The reaction of search engine developers was to bury the old fancy tricks in “advanced search” interfaces, or to make them invisible to users by building advanced functionality directly into the search engine. For example, Google makes a set of assumptions about what kind of results users want (through a relevance algorithm) and how they’d like those results presented (using a popularity algorithm). Google makes some good assumptions for web-wide searching, and that’s why it’s successful. However, most search systems, web-wide or local, don’t work as well.

For that reason, the pendulum may eventually swing back to supporting users who, out of frustration, have become more search-literate and are willing to spend more time learning a complex search interface and constructing a query. But for now, it’s fair to assume that, unless your site’s users are librarians, researchers, or specialized professionals (e.g., an attorney performing a patent search), they won’t invest much time or effort into crafting well-considered queries. That means the burden of searching falls chiefly on the search engine, its interfaces, and how content is tagged and indexed; therefore, it’s best to keep your search interface as simple as possible: present users with a simple search box and a “search” button.

The Box

Your site is likely to have the ubiquitous search box, as shown in Figure 8-29.

The ubiquitous search box (in this case, from ibm.com)
Figure 8-29. The ubiquitous search box (in this case, from ibm.com)

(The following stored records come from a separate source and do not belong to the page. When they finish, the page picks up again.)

PR #1442, opened 2017-09-22
Set a different fetchSize value for cassandra queries

### LINKED ISSUE #1441: Bypass the fetchSize: 5000 limitation when using cassandra driver
We need to overcome [this](https://github.com/datastax/nodejs-driver#paging).

brecke:
Fixes #1441

### DIFF
--- a/node_modules/oae-config/lib/api.js
+++ b/node_modules/oae-config/lib/api.js
@@ -399,7 +399,7 @@ var _cacheAllTenantConfigs = function(callback) {
  * @param  {Object}     callback.tenantConfigs  An object keyed by tenant alias, whose value is a key value pair of `configKey->value` for each stored configuration value for the tenant
  */
 var _getAllPersistentTenantConfigs = function(callback) {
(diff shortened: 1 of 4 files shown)


sallakarppinen:
Is this a permanent solution? If not, I think we should spend a couple of days looking into a more robust option instead of adding technical debt.

sallakarppinen:
Thanks. I think everything that ends up being added to the elasticsearch indices needs to use this method as well, since that eats whole tables.

brecke:
Let's see if this works first and then I'll take care of the remaining caching methods 👍

brecke:
@sallakarppinen I've applied the same querying technique to `Principals` and `Config`. I wasn't able to spot any other caching methods that would "eat whole tables", can you find any. 

All tests pass locally and on circleCI except for the flickr thing.

sallakarppinen:
Did you check all the search index methods? The Flickr issue is on their end, but no reply on when it might be fixed yet.

brecke:
For reference: [Flickr API user group](https://www.flickr.com/groups/api/discuss/72157686417438430/)

Issue #1257, opened 2015-10-27
Make test log level configurable


mrvisser:
Currently, our tests hardcode the log level to trace:

https://github.com/oaeproject/Hilary/blob/master/node_modules/oae-tests/lib/util.js#L983-L986

However we should make this configurable. To avoid having to do string replace the config file, it might be easiest to just use an `OAE_TEST_*` environment variable. We already have environment variables such as:

```
OAE_TEST_INTEGRATION
OAE_TEST_DROP_KEYSPACE_BEFORE
OAE_BOOTSTRAP_LOG_LEVEL
OAE_BOOTSTRAP_LOG_FILE
```

Maybe it's fine to have:

```
OAE_TEST_LOG_LEVEL
OAE_TEST_LOG_PATH
```

Which default to `trace` / `./tests.log` if unspecified.

PR #1452, opened 2017-10-04
#1257 - Retrieve test log level from environment

nywleswoey:
This is with reference to issue #1257 to make the test log level
configurable. If OAE_TEST_LOG_LEVEL or OAE_TEST_LOG_PATH are
not present in the environment, they would be defaulted to 'trace' and
'./test.log' respectively.

### DIFF
--- a/local.js
+++ b/local.js
@@ -30,7 +30,7 @@ var config = module.exports.config = {};
  */
 config.test = {
     'timeout': 60000,
-    'level': process.env.OAE_TEST_LOG_LEVEL || 'info',
-    'path': process.env.OAE_TEST_LOG_PATH || './tests.log'
+    'level': 'info',
+    'path': './tests.log'
 };
 
--- a/local.js
+++ b/local.js
@@ -25,7 +25,12 @@ var config = module.exports.config = {};
  * Configuration namespace for the OAE tests.
  *
  * @param  {String}    timeout            The mocha timeout that should be used
+ * @param  {String}    level              The log level that should be used for testing
+ * @param  {String}    path               The log path that should be used for testing
  */
 config.test = {
-    'timeout': 60000
+    'timeout': 60000,
+    'level': process.env.OAE_TEST_LOG_LEVEL || 'info',
+    'path': process.env.OAE_TEST_LOG_PATH || './tests.log'
 };
+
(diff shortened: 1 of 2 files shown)


sallakarppinen:
Hello @nywleswoey and thanks for taking this on! I have two comments: firstly, could we have the default level as `info` - `trace` and even `debug` tend to generate too much noise to be very useful. Secondly, we've changed the way we do environment-specific configuration so it's a bit different now... Have a look [here](https://github.com/oaeproject/Hilary/blob/master/node_modules/oae-tests/lib/util.js#L967). To explain what's going on there, we set the environment using `process.env.NODE_ENV` to something like `local`, then have the settings for that environment in a file called `local.js` in the root of the app [here](https://github.com/oaeproject/Hilary/blob/master/local.js). Does that make sense?

nywleswoey:
Hello @sallakarppinen. Thanks for the reply.
Sure, I could change the log level to info. I set it as 'trace' because the actual issue description stated so. Regarding the local.js, please see my latest commit is done correctly. Thanks again!

sallakarppinen:
Yeah, we should've updated the task... Sorry about that.

local.js
```diff
@@ -25,7 +25,12 @@ var config = module.exports.config = {};
  * Configuration namespace for the OAE tests.
  *
  * @param  {String}    timeout            The mocha timeout that should be used
+ * @param  {String}    level              The log level that should be used for testing
+ * @param  {String}    path               The log path that should be used for testing
  */
 config.test = {
-    'timeout': 60000
+    'timeout': 60000,
+    'level': process.env.OAE_TEST_LOG_LEVEL || 'info',
```
sallakarppinen: These can just be `'info'` and `./tests.log` - they won't be set in `process.env` anymore.

node_modules/oae-tests/lib/util.js
```diff
@@ -983,8 +983,8 @@ var createInitialTestConfig = module.exports.createInitialTestConfig = function(
 
     // log everything (except mocha output) to tests.log
     config.log.streams = [{
-        'level': 'info',
-        'path': './tests.log'
+        'level': config.test.level,
```
sallakarppinen: Could you set these to `config.test.level || 'info'` and `config.test.path || `'./tests.log'`? The default values should be here instead of in the env file, so that they work in environments other than local, too.

nywleswoey:
Thanks Salla.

Simple and clear. Type in some keywords (“directions Somers”) or a natural language expression (“What are the directions to the Somers offices?”), hit the “search” button, and the whole site will be searched and results are displayed.

Users make assumptions about how search interfaces work, and you may want to test for those as you design your own search system. Some common user assumptions include:

  • “I can just type terms that describe what I’m looking for and the search engine will do the rest.”

  • “I don’t have to type in those funny AND, OR, or NOT thingies.”

  • “I don’t have to worry about synonyms for my term; if I’m looking for dogs, I just type ‘dogs,’ not ‘canine’ or ‘canines.’”

  • “Fielded searching? I don’t have time to learn which fields I can search.”

  • “My query will search the entire site.”

If your users have those assumptions and are not especially motivated to learn more about how your site’s search works differently, then go with the flow. Give them the box. You certainly could provide a “help” page that explains how to create more advanced, precise queries, but users may rarely visit this page.

Instead, look for opportunities to educate users when they’re ready to learn. The best time to do this is after the initial search has been executed and the user reaches a point of indecision or frustration. The initial hope that the first try would retrieve exactly what they were looking for has now faded. And when users are ready to revise their searches, they’ll want to know how they can make those revisions. For example, if you search IBM’s site for “servers” (see Figure 8-30), you’ll likely get a few more results than you’d like.

IBM’s search results provide ample opportunities to revise your search
Figure 8-30. IBM’s search results provide ample opportunities to revise your search

At this point, IBM’s search system goes beyond the box: it tells the user something to the effect of “Here are those 729,288 results that you asked for. Perhaps this is too many? If that’s the case, consider revising your search using our souped-up ‘advanced search’ interface, which allows you to narrow your search, as shown in Figure 8-31. Or learn how to search our site better from our ‘tips’ page.” Or, select from a list of categories (really search zones) to narrow your results further.

including the ability to narrow by category
Figure 8-31. including the ability to narrow by category

In general, too many or too few (typically zero) search results are both good indicators for users to revise their searches; we’ll cover more on this topic in the section “Supporting Revision” later in this chapter.

The box can cause confusion when it occurs alongside other boxes. Figure 8-32 shows a main page with many boxes, all of which come with the same “go” button, regardless of functionality. It’s a good bet that users won’t read the nice labels next to each box and will instead do all sorts of confounding things, like typing their search queries in the “password” box, not to mention URLs in the “search” box. (Search logs regularly turn up such “box bloopers.”)

Where will users type in their search queries?
Figure 8-32. Where will users type in their search queries?

A better approach is to place the search box nearer to the site-wide navigation system at the top of the page and relabel its “go” button as “search.” The other boxes could be made less prominent on the page or moved somewhere else altogether. Consistent placement of the search box alongside other site-wide navigation choices on every page in the site, along with the consistent use of a button labeled “search” that comes with that box, will go a long way toward ensuring that users at least know where to type their queries.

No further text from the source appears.